▶ [What the task requires]
Repeat only the stretch of lines below that runs from the line with "Was already the case?" through the line with "kongliangzhong: If receipient", unaltered.

▶ [Data for the task]
PR #1706, opened 2020-09-06
[Loopring 3.6] Fast Withdrawal Alternative Impl

dong77:
Based on https://github.com/Loopring/protocols/pull/1703 and https://github.com/Loopring/protocols/pull/1701


packages/loopring_v3/contracts/aux/agents/FastWithdrawalAgent.sol
```diff
@@ -52,112 +58,148 @@ contract FastWithdrawalAgent is ReentrancyGuard
...
-    // EIP712
-    bytes32 constant public FASTWITHDRAWAL_TYPEHASH = keccak256(
-        "FastWithdrawal(address exchange,address from,address to,address token,uint96 amount,address feeToken,uint96 fee,uint32 nonce,uint32 validUntil)"
+    bytes32 constant public FASTWITHDRAWAL_APPROVAL_TYPEHASH = keccak256(
+        "FastWithdrawalApproval(address exchange,address from,address to,address token,uint96 amount,uint32 storageID,int256 validUntil)"
     );
+
     bytes32 public DOMAIN_SEPARATOR;
 
+    mapping(bytes32 => bool) consumedApprovals;
```
Brechtpd, line 89: Doesn't seem necessary currently and makes things quite a bit more expensive.

My idea was to simply do this:
- Try/Catch `setWithdrawalRecipient`. In normal cases this will always succeed, only when the block already included the withdrawal does this fail. It also fails when trying to use the request more than once.
- Do the transfer if successful, don't do the transfer if not successful.

And that's it. Easy and efficient.

dong77: We need to handle a replay issue. If a fast withdrawal approval is used and this tx is successful, after it is consumed by the protocol (which deletes the redirect), this same approval can be used again.

dong77: @kongliangzhong is modifying this PR. redirect recipient will not be deleted any more, then we can remove consumedApprovals.

Brechtpd: > We need to handle a replay issue. If a fast withdrawal approval is used and this tx is successful, after it is consumed by the protocol (which deletes the redirect), this same approval can be used again.

That's why the protocol won't delete the redirect any more, so we can depend on it being there. 

> is modifying this PR. redirect recipient will not be deleted any more, then we can remove consumedApprovals.

Was already the case?

packages/loopring_v3/contracts/core/impl/libtransactions/WithdrawTransaction.sol
```diff
@@ -167,11 +168,6 @@ library WithdrawTransaction
             withdrawal.to = recipient;
             // Allow any amount of gas to be used on this withdrawal (which allows the transfer to be skipped)
             withdrawal.minGas = 0;
-
-            // Delete the recipient if we don't have to store it to get the gas refund
-            if (!auxData.storeRecipient) {
-                delete S.withdrawalRecipient[withdrawal.owner][withdrawal.to][withdrawal.tokenID][withdrawal.amount][withdrawal.storageID];
-            }
```
Brechtpd, line 174: Why was this deleted?

packages/loopring_v3/contracts/aux/agents/FastWithdrawalAgent.sol
```diff
@@ -12,152 +12,180 @@ import "../../lib/ReentrancyGuard.sol";
...
+
+        IExchangeV3 exchange = IExchangeV3(fwa.exchange);
+
+        address recipient = exchange.getWithdrawalRecipient(
+            fwa.from,
+            fwa.to,
+            fwa.token,
+            fwa.amount,
+            fwa.storageID
+        );
```
Brechtpd, line 165: Much more efficient to do try/catch on `setWithdrawalRecipient` instead. Saves several calls and storage reads.

packages/loopring_v3/contracts/core/impl/libtransactions/WithdrawTransaction.sol
kongliangzhong: If receipient is deleted, then the FastWithdrawalApproval can be used again.

Brechtpd: That's why it's an option the relayer can set so we only lose efficiency when we actually need it. So the assumption here is that `withdrawalRecipient` will only be used in cases that need this permanent storage? `storeRecipient` will have to be `true` for fast withdrawals either way so no difference there, but okay I guess if we don't mind the extra cost in other use cases that don't need this.

dong77: Keeping the hash will demand more trust from the LPs which is not a good thing.

packages/loopring_v3/contracts/aux/agents/FastWithdrawalAgent.sol
kongliangzhong: Ok, fixed.

packages/loopring_v3/contracts/core/impl/libtransactions/WithdrawTransaction.sol
Brechtpd: If we can provide LPs with a withdrawal receipt I guess we can allow LPs not to trust the operator. But  because the operator has the have funds locked up for these receipts it's kind of just circular thing (lock up funds so no funds have to be used, so why not use the funds directly), so I'm not sure this is really something we need to support.

> If the relayer is dishonest/evil, he will delete the has, and since existing approvals are permanently onchian, they can be used to drain tokens from LPs.

I thought about making `storeRecipient` part of data signed by the user (as part of the data hashed to `onchainDataHash`) so it can't be chosen by the relayer and so this isn't a problem, but chose against it because I still think trusting the operator is inevitable and the only LP that wants to do fast withdrawals is the operator himself.

dong77: A temporary trust should be fine if the LP is not the operator, but if we delete a used recipient, then the LP must trust the relayer forever as any used approvals on the blockchain may be re-used, this will be a big surprise to the LP.

Brechtpd: - It will be impossible to ever do another withdrawal that will map to the same storage slot ever again. So if the the withdrawal has been included in a block, that's the end of it, the operator/user can never create another withdrawal like it, so if the storage hasn't been reset and the withdrawal has been processed, it can never be changed again.
- I'm sure that any signed approval data will always contain some `validUntil` that limits its use in time.

If we do think this is a use case we want to support, then making `storeRecipient` part of the withdrawal request like described above solves it without any assumptions.

kongliangzhong (dismissed):

packages/loopring_v3/contracts/core/impl/libtransactions/WithdrawTransaction.sol
dong77: > It will be impossible to ever do another withdrawal that will map to the same storage slot ever again. So if the the withdrawal has been included in a block, that's the end of it, the operator/user can never create another withdrawal like it, so if the storage hasn't been reset and the withdrawal has been processed, it can never be changed again.

My point is, the LP's money can still be transferred to the previous user again by arbitrary users with a used approval (before its expiry), the storage slot never matters as the exchange is not involved at all.

kongliangzhong (dismissed):

packages/loopring_v3/contracts/core/impl/libtransactions/WithdrawTransaction.sol
Brechtpd: Oh sure, approvals could be used twice when it's reset. But the fact still remains that the LP has no guarantee the operator will even use the withdrawal request for the user. The operator/user can easily create another withdrawal request on a different storage slot (or with slightly different values) and the withdrawal request the LP did the fast withdrawal for simply will never be used and the withdrawal for the user can still continue as usual, with the LP losing all his funds. So if the operator wants to steal the funds of the LP there's no need to depend on this.

So basically my point is that the LP needs to trust the operator 100% already, being able to reset the storage so the approval can be used again does not add additional trust requirements (at least without receipts).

▶ [Output below]
Was already the case?

packages/loopring_v3/contracts/core/impl/libtransactions/WithdrawTransaction.sol
```diff
@@ -167,11 +168,6 @@ library WithdrawTransaction
             withdrawal.to = recipient;
             // Allow any amount of gas to be used on this withdrawal (which allows the transfer to be skipped)
             withdrawal.minGas = 0;
-
-            // Delete the recipient if we don't have to store it to get the gas refund
-            if (!auxData.storeRecipient) {
-                delete S.withdrawalRecipient[withdrawal.owner][withdrawal.to][withdrawal.tokenID][withdrawal.amount][withdrawal.storageID];
-            }
```
Brechtpd, line 174: Why was this deleted?

packages/loopring_v3/contracts/aux/agents/FastWithdrawalAgent.sol
```diff
@@ -12,152 +12,180 @@ import "../../lib/ReentrancyGuard.sol";
...
+
+        IExchangeV3 exchange = IExchangeV3(fwa.exchange);
+
+        address recipient = exchange.getWithdrawalRecipient(
+            fwa.from,
+            fwa.to,
+            fwa.token,
+            fwa.amount,
+            fwa.storageID
+        );
```
Brechtpd, line 165: Much more efficient to do try/catch on `setWithdrawalRecipient` instead. Saves several calls and storage reads.

packages/loopring_v3/contracts/core/impl/libtransactions/WithdrawTransaction.sol
kongliangzhong: If receipient is deleted, then the FastWithdrawalApproval can be used again.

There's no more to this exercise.